- Work instruction
Each of the entries should be output exactly, with nothing left out.

- Data in this exercise
━━━━━━━━━━━━━━━━━━━━

PR #939, opened 2025-05-16
solution

fromjkeee16:
[DEMO LINK](https://fromjkeee16.github.io/react_redux-list-of-posts/)

### DIFF
--- a/src/features/commentsSlice.ts
+++ b/src/features/commentsSlice.ts
@@ -36,7 +36,7 @@ export const deletePostComment = createAsyncThunk(
 );
 
 export const commentsSlice = createSlice({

━━━━━━━━━━━━━━━━━━━━

- Solved problem
PR #939, opened 2025-05-16
solution

fromjkeee16:
[DEMO LINK](https://fromjkeee16.github.io/react_redux-list-of-posts/)

### DIFF
--- a/src/features/commentsSlice.ts
+++ b/src/features/commentsSlice.ts
@@ -36,7 +36,7 @@ export const deletePostComment = createAsyncThunk(
 );
 
 export const commentsSlice = createSlice({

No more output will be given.